Exercise objective: All lines of the entries with "around" in them must be listed.

Stored data entries:

Content starts

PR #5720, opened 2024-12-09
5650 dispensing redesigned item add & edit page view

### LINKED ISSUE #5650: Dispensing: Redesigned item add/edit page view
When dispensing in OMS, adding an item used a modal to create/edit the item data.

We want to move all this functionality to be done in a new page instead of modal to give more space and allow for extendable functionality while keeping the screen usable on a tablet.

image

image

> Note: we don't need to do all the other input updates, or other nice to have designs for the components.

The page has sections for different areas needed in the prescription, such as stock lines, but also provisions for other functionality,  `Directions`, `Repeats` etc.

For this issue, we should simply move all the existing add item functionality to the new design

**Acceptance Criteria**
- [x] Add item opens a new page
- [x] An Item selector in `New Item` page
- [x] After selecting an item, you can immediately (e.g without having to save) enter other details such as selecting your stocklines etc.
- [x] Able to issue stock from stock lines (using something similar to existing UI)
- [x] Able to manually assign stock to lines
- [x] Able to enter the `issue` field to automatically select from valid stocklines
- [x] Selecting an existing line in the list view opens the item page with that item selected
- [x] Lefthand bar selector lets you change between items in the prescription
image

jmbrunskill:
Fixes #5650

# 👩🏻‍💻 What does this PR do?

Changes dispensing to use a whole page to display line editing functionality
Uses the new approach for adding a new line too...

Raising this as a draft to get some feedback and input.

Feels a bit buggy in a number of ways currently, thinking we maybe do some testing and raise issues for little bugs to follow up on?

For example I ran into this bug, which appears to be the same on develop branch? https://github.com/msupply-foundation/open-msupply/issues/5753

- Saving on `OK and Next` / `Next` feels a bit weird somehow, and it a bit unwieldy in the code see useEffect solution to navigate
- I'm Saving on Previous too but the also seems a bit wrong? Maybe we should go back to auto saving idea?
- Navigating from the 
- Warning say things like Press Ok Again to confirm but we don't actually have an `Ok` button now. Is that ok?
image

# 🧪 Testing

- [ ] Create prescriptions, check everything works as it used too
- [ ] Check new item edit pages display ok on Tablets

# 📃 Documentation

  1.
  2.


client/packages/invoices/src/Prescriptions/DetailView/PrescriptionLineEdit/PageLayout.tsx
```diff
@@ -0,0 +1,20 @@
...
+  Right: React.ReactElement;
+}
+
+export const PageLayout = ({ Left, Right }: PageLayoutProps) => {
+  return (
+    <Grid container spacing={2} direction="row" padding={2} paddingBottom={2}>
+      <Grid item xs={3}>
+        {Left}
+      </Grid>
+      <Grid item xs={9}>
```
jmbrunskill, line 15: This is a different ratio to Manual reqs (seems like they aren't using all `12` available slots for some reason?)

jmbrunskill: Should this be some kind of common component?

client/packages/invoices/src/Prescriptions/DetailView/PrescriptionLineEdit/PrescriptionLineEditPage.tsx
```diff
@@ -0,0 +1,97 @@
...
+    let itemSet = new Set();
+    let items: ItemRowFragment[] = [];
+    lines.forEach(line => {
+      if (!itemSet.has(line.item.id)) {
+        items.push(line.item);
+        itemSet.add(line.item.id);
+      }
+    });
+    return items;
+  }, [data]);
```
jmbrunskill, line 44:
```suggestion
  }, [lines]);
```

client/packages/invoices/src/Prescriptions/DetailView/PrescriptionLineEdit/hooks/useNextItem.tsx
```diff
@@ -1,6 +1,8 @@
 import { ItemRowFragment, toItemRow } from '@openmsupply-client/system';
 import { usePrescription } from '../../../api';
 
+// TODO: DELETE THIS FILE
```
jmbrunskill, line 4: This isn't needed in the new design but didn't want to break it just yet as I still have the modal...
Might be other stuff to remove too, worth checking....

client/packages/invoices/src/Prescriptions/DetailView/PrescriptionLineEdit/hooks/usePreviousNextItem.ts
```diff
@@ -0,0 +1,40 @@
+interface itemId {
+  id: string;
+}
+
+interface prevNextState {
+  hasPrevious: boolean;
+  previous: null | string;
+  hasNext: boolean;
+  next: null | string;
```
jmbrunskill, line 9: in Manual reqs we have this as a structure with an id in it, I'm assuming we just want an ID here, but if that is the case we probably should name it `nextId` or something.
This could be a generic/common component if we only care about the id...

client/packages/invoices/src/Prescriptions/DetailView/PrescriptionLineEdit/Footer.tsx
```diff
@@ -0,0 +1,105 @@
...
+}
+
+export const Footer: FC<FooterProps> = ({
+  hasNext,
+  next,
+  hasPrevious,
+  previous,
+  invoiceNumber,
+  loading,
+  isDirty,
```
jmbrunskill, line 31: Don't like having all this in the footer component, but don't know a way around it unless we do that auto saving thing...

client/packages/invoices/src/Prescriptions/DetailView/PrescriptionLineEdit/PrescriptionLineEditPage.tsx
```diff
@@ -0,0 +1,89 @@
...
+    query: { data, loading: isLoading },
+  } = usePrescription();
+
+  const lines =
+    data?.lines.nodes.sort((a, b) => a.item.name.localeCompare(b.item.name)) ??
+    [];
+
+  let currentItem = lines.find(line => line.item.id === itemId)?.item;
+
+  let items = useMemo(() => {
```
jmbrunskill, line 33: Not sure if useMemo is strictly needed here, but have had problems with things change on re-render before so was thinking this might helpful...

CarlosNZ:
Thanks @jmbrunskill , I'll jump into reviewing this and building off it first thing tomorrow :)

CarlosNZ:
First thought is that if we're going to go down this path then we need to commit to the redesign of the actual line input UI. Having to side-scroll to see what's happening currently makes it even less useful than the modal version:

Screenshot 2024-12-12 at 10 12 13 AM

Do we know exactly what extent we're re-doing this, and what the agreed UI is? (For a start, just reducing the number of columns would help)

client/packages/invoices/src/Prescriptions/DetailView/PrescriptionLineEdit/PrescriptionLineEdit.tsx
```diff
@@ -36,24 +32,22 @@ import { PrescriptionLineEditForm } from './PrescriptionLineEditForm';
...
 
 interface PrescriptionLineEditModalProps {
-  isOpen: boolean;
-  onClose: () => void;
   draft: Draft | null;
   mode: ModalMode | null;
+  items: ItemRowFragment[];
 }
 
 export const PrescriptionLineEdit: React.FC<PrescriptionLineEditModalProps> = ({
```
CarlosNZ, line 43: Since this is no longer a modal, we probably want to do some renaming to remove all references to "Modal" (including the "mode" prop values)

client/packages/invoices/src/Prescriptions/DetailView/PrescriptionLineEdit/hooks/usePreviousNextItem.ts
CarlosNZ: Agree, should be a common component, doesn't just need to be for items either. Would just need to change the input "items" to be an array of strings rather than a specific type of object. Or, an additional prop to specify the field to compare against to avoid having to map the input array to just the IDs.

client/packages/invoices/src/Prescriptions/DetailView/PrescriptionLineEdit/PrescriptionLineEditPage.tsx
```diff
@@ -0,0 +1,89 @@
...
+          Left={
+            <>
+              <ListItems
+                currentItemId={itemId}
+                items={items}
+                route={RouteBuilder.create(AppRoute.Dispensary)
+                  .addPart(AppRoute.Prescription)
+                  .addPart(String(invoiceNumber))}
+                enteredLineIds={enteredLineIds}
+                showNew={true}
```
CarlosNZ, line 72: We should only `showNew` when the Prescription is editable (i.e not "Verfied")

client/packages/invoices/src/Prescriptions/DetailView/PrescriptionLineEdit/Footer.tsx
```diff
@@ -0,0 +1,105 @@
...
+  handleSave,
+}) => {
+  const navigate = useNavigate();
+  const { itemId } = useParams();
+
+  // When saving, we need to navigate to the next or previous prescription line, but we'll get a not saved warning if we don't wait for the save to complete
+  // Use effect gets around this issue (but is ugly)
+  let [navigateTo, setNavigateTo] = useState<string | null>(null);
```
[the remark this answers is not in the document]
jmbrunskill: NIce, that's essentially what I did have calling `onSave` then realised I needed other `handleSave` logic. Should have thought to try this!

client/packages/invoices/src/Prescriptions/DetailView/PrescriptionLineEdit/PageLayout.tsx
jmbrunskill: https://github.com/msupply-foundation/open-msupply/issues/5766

Content ends

Answer section:
jmbrunskill, line 31: Don't like having all this in the footer component, but don't know a way around it unless we do that auto saving thing...
+  // Use effect gets around this issue (but is ugly)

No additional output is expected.